Please note that we are only overlaying the two graphs to form our hypothesis that endocytosis may be used for accumulation of collagen protomers that then allows for efficient fibrillogenesis. They are not directly comparable as the quantification are of different things (internalised Cy3-ColI, total collagen fibrils). We have clarified this in our discussion (revised lines 399-401).
Discussion: Where does the ColI go? Solubilised? Degraded? Taken up by other cells?
The inverse correlation is not very tight. In fact, at 38h where fiber count peaks, Cy3-ColI also peaks (esp in normalised data, Figure S2D).
We thank the reviewer for this comment and have reworded our main text to reflect this, and included additional discussion in our revised manuscript (revised lines 401-404).
Line 123: What is the turnover rate of Fibrils? Don't know for how long the transcription has been done, or when this would affect the fibril number. You have the quant for Fn1, where is the quant for ColI?
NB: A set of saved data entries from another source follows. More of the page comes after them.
PR #9498, opened 2021-03-05
remove custom_virtualenv support from the AWX collection and docs

ryanpetrello:
cc @rebeccahhh @shanemcd @jbradberry 

Until we address tooling for identification/migration of these (later: https://github.com/ansible/awx/issues/7062), I thought it might make sense to remove this from our docs and collection to discourage people from using these (since the API still technically allows you to set the field).


shanemcd (approved):
🙌 thanks!

Issue #7603, opened 2020-07-10
Enable html in custom login text


jakemcdermott:
### summary
see: https://github.com/ansible/awx/pull/7585 --> https://github.com/ansible/awx/issues/7600

- Could try to use `__dangerouslySetInnerHTML` along with `html-entities` to sanitize (like we do for job events: https://github.com/ansible/awx/blob/devel/awx/ui_next/src/screens/Job/JobOutput/JobEvent.jsx#L55)

- If that doesn't work we'd probably need to first put in a request to pf-react to explicitly enable passing a `React.ReactNode` to the LoginPage component for the `textContent` prop like they do for the `helperText` prop: https://patternfly-react.surge.sh/documentation/react/components/loginpage

mabashian:
@jakemcdermott bumping this up to high as it seems like something we supported in the old UI.  If you think differently feel free to readjust.

tiagodread:
@one-t can we close this?

PR #9519, opened 2021-03-08
Adds support for html in custom login text

mabashian:
##### SUMMARY
link #7603 

I couldn't come up with a way to do this without breaking up the component and discontinuing use of the LoginPage PF component.  This is because LoginPage expects the `textContent` component (what we use to display the custom login text) to be a string.  By using the underlying LoginPage components I reconstructed the login page and got more control over that prop.

The custom message in the old UI supported both strings and HTML:

Screen Shot 2021-03-08 at 1 25 31 PM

We have included the quantification of collagen-I in original Figure 2A. We appreciate that it might cause confusion in Figure 2C (as we co-stained ColI and Fn1 in the same experiment) we have removed the collagen-I panel from the revised Figure 2C. We know from previous results that the number of fibrils fluctuate over 24hour period, although the turnover of one specific fibril is unlikely going to be 24 hours (https://www.biorxiv.org/content/10.1101/331496v2)
Line 124: no accumulation of col in extracellular space, but you don't know how much endogenous colI (or other endogenous ECM proteins) they're taking up as it isn't measured here. If the author wants to comment on this, should use either exogenous col to monitor take up and resection or block transcription/translation to show fibril formation endo/exocytosis independent of endogenous synthesis.
This experiment has been done in the original manuscript – siCol1a1 experiment was done with two rounds of siRNA, first round is normal transfection followed by reverse transfection onto fresh coverslips (this will ensure no prior ECM is being deposited, see Figure 3). However we appreciate that there may still be low levels of endogenous collagen-I, and thus have included new data using collagen-I knock-out fibroblasts to strengthen our findings (revised Figure 4).
Line 142: Why is fibronectin synthesis also decreased in Col KD? This is clear in the image but no explanation/reference is given.
Due to the dynamic and complex nature of ECM, it is unsurprising if there is a knockon effect when knocking down one matrix protein. However, we have quantified the amount of fibronectin fibril deposited by scr and siCol1a1 fibroblasts, and showed that there was in fact no significant change between the two treatments (revised Figure 3A).
Figure 3A: Need labels for which colour/protein is shown. Needs quantifying, especially as the Fn1 decrease is not so obvious here, it is consistent between Figure 3A and 2C?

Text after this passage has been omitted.